Lydia Jackson was likely one of two persons named 'Lydia' from South Carolina listed in the Book of Negroes (1783). Clarkson narrates her ordeal in his journal. A free black settler at Manchester (Guysborough County), Jackson was deserted by her husband and became an indentured servant to a Loyalist. He tricked her into agreeing to a much longer term of service and immediately sold her, as if she were a slave, to Dr John David Bolman of Lunenburg. Bolman had been a Hessian regimental surgeon (on the British side during the American War of Independence.) He abused her severely, even while she was in the last month of pregnancy.
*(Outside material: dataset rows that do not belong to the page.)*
PR #191, opened 2019-03-29
Example showing how to add a TF custom op

deadeyegoodwin:


docs/custom_operation.rst
```diff
@@ -0,0 +1,99 @@
...
+  # (INCLUDING NEGLIGENCE OR OTHERWISE) ARISING IN ANY WAY OUT OF THE USE
+  # OF THIS SOFTWARE, EVEN IF ADVISED OF THE POSSIBILITY OF SUCH DAMAGE.
+
+Custom Operations
+=================
+
+Modeling frameworks that allow custom operations are partially
+supported by the TensorRT Inference Server. Custom operations can be
+added to the server at build time or at server startup. Currently
+there is no way to associate custom operations with the models that
```
GuanLuo: Do you mean "the custom ops can't be used in models yet" or "they can't be loaded/unloaded dynamically"?

deadeyegoodwin: I updated the doc to be less confusing.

After three years she escaped to Halifax. Not surprisingly, she was among those who chose to emigrate to Sierra Leone.
Like her more famous contemporary, Rose Fortune, Lydia Jackson has not been forgotten. Her ordeal has been the subject of poetry as well as history. She appears as an icon ("Lydia Jackson, slave madonna") in a 1982 poem expressing rage against slavery, nearly 200 years after Clarkson wrote about her in his journal. (George Elliott Clarke, "Hammonds Plains African Baptist Church" in George Elliott Clarke, ed., Fire on the Water: An Anthology of Black Nova Scotian Writing vol. 2, Pottersfield Press 1992)
Date: 30 November 1791
Reference: John Clarkson Nova Scotia Archives MG 1 volume 219 pages 197-201; published in Clarkson's Mission to America, 1791-1792 page 89-90 (Public Archives of Nova Scotia Publication number 11, 1971) (F90 /N85/ Ar2P number 11)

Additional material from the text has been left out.